EXERCISE REQUIREMENTS = Transcribe the entire listing below exactly.
════
PR #458, opened 2025-05-29
MWPW-174131 : Unable to upload on stage A.com page if user is already signed in

arugupta1992:
!isPdf() was being incorrectly sent instead of isPdf. Fixed now
Testing Notes: 
1. Check file upload for verbs that support single file pdf-only --- signed in user
2. Check for verbs that support non pdf - sfu and mfu --- signed in user

Resolves: [MWPW-174131](https://jira.corp.adobe.com/browse/MWPW-174131)

**Test URLs:**
- Before: https://stage--dc--adobecom.hlx.page/acrobat/online/merge-pdf?unitylibs=stage
- After: https://stage--dc--adobecom.hlx.page/acrobat/online/merge-pdf?unitylibs=MWPW-174131


rohitsahu (approved):
lgtm

Ruchika4 (approved):

PR #487, opened 2025-06-18
[MWPW-173462] Loading screen: Text should not be marked as a heading

rohitsahu:
* Replacing "One moment as we take you to acrobat.adobe.com" h2 tag with p. Updated css so that the tag change does not affect the text css.

Resolves: [MWPW-173462](https://jira.corp.adobe.com/browse/MWPW-173462)

Testing Notes:
The transition screen UI, specially the font size, style, weight and line height of the texts should remain same with and without this PR.
We also need to verify the above for backward compatibility. This can be done for validating the US pages and ROW pages. Authoring changes for US pages are supposed to be completed within a day or 2, the ROW cahnges can take some time. 
Validation needs to be done for Acrobat as well as Photoshop.

**Test URLs:**
- After: https://stage--dc--adobecom.aem.page/acrobat/online/compress-pdf?unitylibs=MWPW-173462

### DIFF
--- a/unitylibs/scripts/transition-screen.js
+++ b/unitylibs/scripts/transition-screen.js
@@ -185,7 +185,7 @@ export default class TransitionScreen {
       textNodes.forEach((node) => { node.textContent = ''; });
       if (this.splashScreenEl.querySelector('.icon-progress-bar')) await this.handleSplashProgressBar();
       if (this.splashScreenEl.querySelector('a.con-button[href*="#_cancel"]')) this.handleOperationCancel();
-      this.headingElements = this.splashScreenEl.querySelectorAll('h1, h2, h3, h4, h5, h6');
+      this.headingElements = this.splashScreenEl.querySelectorAll('h1, h2, h3, h4, h5, h6, p');
       this.splashScreenEl.setAttribute('aria-label', this.headingElements[1].innerText);
       if (this.workflowCfg.productName.toLowerCase() === 'photoshop') this.updateCopyForDevice();
       this.splashScreenEl.classList.remove('decorate');
--- a/unitylibs/scripts/transition-screen.js
+++ b/unitylibs/scripts/transition-screen.js
@@ -165,8 +165,8 @@ export default class TransitionScreen {
   }
 
   updateCopyForDevice() {
-    const mobileHeading = this.headingElements[1];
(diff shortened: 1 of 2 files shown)


unitylibs/scripts/transition-screen.js
```diff
@@ -77,6 +77,15 @@ export default class TransitionScreen {
     const resp = await fetch(`${this.splashFragmentLink}.plain.html`);
     const html = await resp.text();
     const doc = new DOMParser().parseFromString(html, 'text/html');
+    const headingToReplace = doc.querySelector('#one-moment-as-we-take-you-to-acrobatadobecom');
```
Ruchika4, line 80: I believe this will not work for localized version of transition screen as the id will be updated (Localized)

Ruchika4 (changes requested):

sanjayms01:
@rohitsahu Once you have the code fixes in place, please work with Anupama to ensure this gets verified on feature branch when you're back online. We'll get the PR merged to stage during PST time tomorrow.

sanjayms01:
@rohitsahu In discussions with @Ruchika4 and @rgclayton, it was agreed that it made sense for us to keep the backwards compatibility changes and fix them to ensure they work for both Ps and Acrobat. The reason for this is we do not yet have confirmation that ROW content will be updated in time, so we will need to ensure we still go live with a backwards-compatible solution. Once content launches are completed, we can go ahead and clean up/remove these changes after.

We have pinged both Kevin and Jessica in respective alignment channels, so please look to them for further updates on content launch coordination. Thanks!

unitylibs/scripts/transition-screen.js
rohitsahu: Thanks @Ruchika4 and @sanjayms01 for the feedback.
This code was added as a backup solution in case we don't get the authoring changes in time. I have removed it now, let me know if you see feel we should still bring this back.
Replacing all headings after product text might not be ideal as well and assuming the transition screen authoring will take care of that, it should not be needed.
Just curious, do we need to localise the id as well @Ruchika4? The only scenario I am able to think is if accessiblity needs it but those are usually needed in drop-down or multi select elements.

sanjayms01 (approved):

Ruchika4 (approved):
════
ANSWER SECTION =
PR #458, opened 2025-05-29
MWPW-174131 : Unable to upload on stage A.com page if user is already signed in

arugupta1992:
!isPdf() was being incorrectly sent instead of isPdf. Fixed now
Testing Notes: 
1. Check file upload for verbs that support single file pdf-only --- signed in user
2. Check for verbs that support non pdf - sfu and mfu --- signed in user

Resolves: [MWPW-174131](https://jira.corp.adobe.com/browse/MWPW-174131)

**Test URLs:**
- Before: https://stage--dc--adobecom.hlx.page/acrobat/online/merge-pdf?unitylibs=stage
- After: https://stage--dc--adobecom.hlx.page/acrobat/online/merge-pdf?unitylibs=MWPW-174131


rohitsahu (approved):
lgtm

Ruchika4 (approved):

PR #487, opened 2025-06-18
[MWPW-173462] Loading screen: Text should not be marked as a heading

rohitsahu:
* Replacing "One moment as we take you to acrobat.adobe.com" h2 tag with p. Updated css so that the tag change does not affect the text css.

Resolves: [MWPW-173462](https://jira.corp.adobe.com/browse/MWPW-173462)

Testing Notes:
The transition screen UI, specially the font size, style, weight and line height of the texts should remain same with and without this PR.
We also need to verify the above for backward compatibility. This can be done for validating the US pages and ROW pages. Authoring changes for US pages are supposed to be completed within a day or 2, the ROW cahnges can take some time. 
Validation needs to be done for Acrobat as well as Photoshop.

**Test URLs:**
- After: https://stage--dc--adobecom.aem.page/acrobat/online/compress-pdf?unitylibs=MWPW-173462

### DIFF
--- a/unitylibs/scripts/transition-screen.js
+++ b/unitylibs/scripts/transition-screen.js
@@ -185,7 +185,7 @@ export default class TransitionScreen {
       textNodes.forEach((node) => { node.textContent = ''; });
       if (this.splashScreenEl.querySelector('.icon-progress-bar')) await this.handleSplashProgressBar();
       if (this.splashScreenEl.querySelector('a.con-button[href*="#_cancel"]')) this.handleOperationCancel();
-      this.headingElements = this.splashScreenEl.querySelectorAll('h1, h2, h3, h4, h5, h6');
+      this.headingElements = this.splashScreenEl.querySelectorAll('h1, h2, h3, h4, h5, h6, p');
       this.splashScreenEl.setAttribute('aria-label', this.headingElements[1].innerText);
       if (this.workflowCfg.productName.toLowerCase() === 'photoshop') this.updateCopyForDevice();
       this.splashScreenEl.classList.remove('decorate');
--- a/unitylibs/scripts/transition-screen.js
+++ b/unitylibs/scripts/transition-screen.js
@@ -165,8 +165,8 @@ export default class TransitionScreen {
   }
 
   updateCopyForDevice() {
-    const mobileHeading = this.headingElements[1];
(diff shortened: 1 of 2 files shown)


unitylibs/scripts/transition-screen.js
```diff
@@ -77,6 +77,15 @@ export default class TransitionScreen {
     const resp = await fetch(`${this.splashFragmentLink}.plain.html`);
     const html = await resp.text();
     const doc = new DOMParser().parseFromString(html, 'text/html');
+    const headingToReplace = doc.querySelector('#one-moment-as-we-take-you-to-acrobatadobecom');
```
Ruchika4, line 80: I believe this will not work for localized version of transition screen as the id will be updated (Localized)

Ruchika4 (changes requested):

sanjayms01:
@rohitsahu Once you have the code fixes in place, please work with Anupama to ensure this gets verified on feature branch when you're back online. We'll get the PR merged to stage during PST time tomorrow.

sanjayms01:
@rohitsahu In discussions with @Ruchika4 and @rgclayton, it was agreed that it made sense for us to keep the backwards compatibility changes and fix them to ensure they work for both Ps and Acrobat. The reason for this is we do not yet have confirmation that ROW content will be updated in time, so we will need to ensure we still go live with a backwards-compatible solution. Once content launches are completed, we can go ahead and clean up/remove these changes after.

We have pinged both Kevin and Jessica in respective alignment channels, so please look to them for further updates on content launch coordination. Thanks!

unitylibs/scripts/transition-screen.js
rohitsahu: Thanks @Ruchika4 and @sanjayms01 for the feedback.
This code was added as a backup solution in case we don't get the authoring changes in time. I have removed it now, let me know if you see feel we should still bring this back.
Replacing all headings after product text might not be ideal as well and assuming the transition screen authoring will take care of that, it should not be needed.
Just curious, do we need to localise the id as well @Ruchika4? The only scenario I am able to think is if accessiblity needs it but those are usually needed in drop-down or multi select elements.

sanjayms01 (approved):

Ruchika4 (approved):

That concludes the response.